State law allows Halter and his staff to use the lieutenant governor's office to promote the proposed lottery, but he's required to file reports with the state if the office spends $500 or more related to advocating the "qualification, disqualification, passage, or defeat." Halter's office said it's spent less than $500 for costs associated with promoting the lottery.
"This is a major public-policy issue, just like there are many other public-policy issues out there, and all of the constitutional officers and all the legislators and every other elected official has comments and works on public policy, as do their staffs," Halter told reporters after speaking to a group in downtown Little Rock about the lottery. "Our staff works on this and a host of other issues."
Halter spokesman Garry Hoffmann said that the office has spent a little under $400 for travel reimbursements for trips to groups to talk about the lottery. Hoffmann said the reimbursements paid for an April trip he took to West Memphis to speak to one group, and for two trips that chief of staff Michael Cook took to speak to groups in Mena and Benton County.

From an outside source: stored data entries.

PR #101, opened 2024-10-17
chore: Include License in Release JAR Files

MatKuhr:
## Context

Required by OSPO


pom.xml
```diff
@@ -154,6 +154,19 @@
...
   </dependencies>
   <build>
+    <resources>
+      <resource>
+        <directory>${project.basedir}/src/main/resources</directory>
+      </resource>
+      <!--  include LICENSE in all jar files  -->
+      <resource>
+        <filtering>false</filtering>
+        <directory>${project.rootdir}</directory>
```
CharlesDuboisSAP, line 164:
```suggestion
        <directory>${user.dir}</directory>
```
That allows you to remove all `project.rootdir` properties

MatKuhr: This is not safe, because it depends from which directory the JVM was run. This might change e.g. if we make changes to how our GH actions work, or when running locally, etc. 

The problem is if this points to the wrong dir, we won't notice it because there is no error thrown or anything. So considering some options this seems to be the most reliable way. See also [this thread](https://stackoverflow.com/questions/3084629/finding-the-root-directory-of-a-multi-module-maven-reactor-project).

CharlesDuboisSAP (approved):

Aside from that, Hoffmann said the office has probably spent less than $25 in postage mostly thank you letters from the lieutenant governor to groups or people he's spoken with about the lottery.
Jerry Cox, head of the conservative Arkansas Family Council, admitted that Halter is allowed to use his office to promote the measure, but questioned the appropriateness. The council is campaigning against Halter's lottery proposal.

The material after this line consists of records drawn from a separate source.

PR #103, opened 2024-10-17
Added resource group isolation to DeploymentCache

CharlesDuboisSAP:
## Context

AI/ai-sdk-java-backlog#54.

The deployment cache needs to isolate between resource groups.
Also customers should be able to reset the cache

### Feature scope:
 
- [x] Added resource group isolation to DeploymentCache
- [x] Added `AiCoreService.resetCache(client, resourceGroup)`

## Definition of Done

- [ ] ~Documentation updated~
- [ ] ~Release notes updated~

### DIFF
--- a/core/src/main/java/com/sap/ai/sdk/core/DeploymentCache.java
+++ b/core/src/main/java/com/sap/ai/sdk/core/DeploymentCache.java
@@ -4,12 +4,12 @@ import com.sap.ai.sdk.core.client.DeploymentApi;
 import com.sap.ai.sdk.core.client.model.AiDeployment;
 import com.sap.cloud.sdk.services.openapi.apiclient.ApiClient;
 import com.sap.cloud.sdk.services.openapi.core.OpenApiRequestException;
-import java.util.HashMap;
 import java.util.HashSet;
 import java.util.Map;
 import java.util.NoSuchElementException;
 import java.util.Optional;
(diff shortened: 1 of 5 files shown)


core/src/main/java/com/sap/ai/sdk/core/DeploymentCache.java
```diff
@@ -107,25 +89,26 @@ private Optional<String> getDeploymentIdByModel(@Nonnull final String modelName)
...
                   .orElseThrow(
                       () ->
                           new NoSuchElementException(
                               "No running deployment found for scenario: " + scenarioId));
             });
   }
 
-  private Optional<String> getDeploymentIdByScenario(@Nonnull final String scenarioId) {
-    return CACHE.stream()
+  private Optional<String> getDeploymentIdByScenario(
```
MatKuhr, line 109: (minor) It would be nice to stick to either VAVRs `Option<>` or Javas `Optional`. Mixing the two is a bit awkward, and mixing them in public API might be confusing for users. In Cloud SDK we used VAVR because it's more powerful and integrated with `Try` etc.

CharlesDuboisSAP: This is not public API it's just a private helper function to reduce code duplication.

MatKuhr (approved):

"Bottom line, I think it's legal but it doesn't pass the smell test," Cox said. "I think the state of Arkansas has indirectly subsidized this lottery effort."
Halter last month submitted 138,615 signatures to get his proposed lottery constitutional amendment on the fall ballot more than the 77,468 needed from registered voters. Election officials are now reviewing the petitions to verify that what Halter turned in included the required number of valid signatures.
The director of the state's ethics panel said he's viewed state law as allowing public funds to be used to promote ballot measures, as long as they're reported properly. And changes in the state's ethics laws last year give Halter even more leeway to use his office to push the lottery amendment.
Lawmakers last year passed legislation that exempted efforts to support or oppose a ballot measure from a restriction on office use for campaigning.
The change put into law what Ethics Commission Executive Director Graham Sloan said the panel had already viewed as the restriction on use of public funds for campaigns.
Sloan said he asked for the change to be included in legislation that also raised the fines for ethics violations after the panel had faced other complaints filed over use of government resources for ballot measures.
The most high-profile was a 2005 complaint filed against Mike Huckabee that accused the former governor of violating the law by using state computers to send e-mail messages, urging voters to support issuing bonds for roads and schools. The panel in 2006 dismissed the complaint filed by Drew Pritt, who briefly ran against Halter in the 2006 Democratic primary for lieutenant governor.
The law is unclear on what expenses Halter's office would have to report. Sloan said he believes it covers "out of pocket" expenses such as travel reimbursements, postage, surveys or private contracts.
Halter said he's not going to measure how much time staffers spend out of each day working on issues related to the lottery.
"I don't think it's the bulk of their time, but I don't do an accounting," Halter said.
Halter has formed a ballot question committee to campaign for the lottery and the committee reported that it's raised more than $477,000. The lieutenant governor said he's never asked from his office or at the Capitol for potential donors to give money to the lottery campaign.
Hoffmann said during his speeches he's careful to avoid directly advocating for or against the passage of the proposed constitutional amendment
"Our speeches are more informational, educational and I think they fall short of expressing advocacy," Hoffmann said.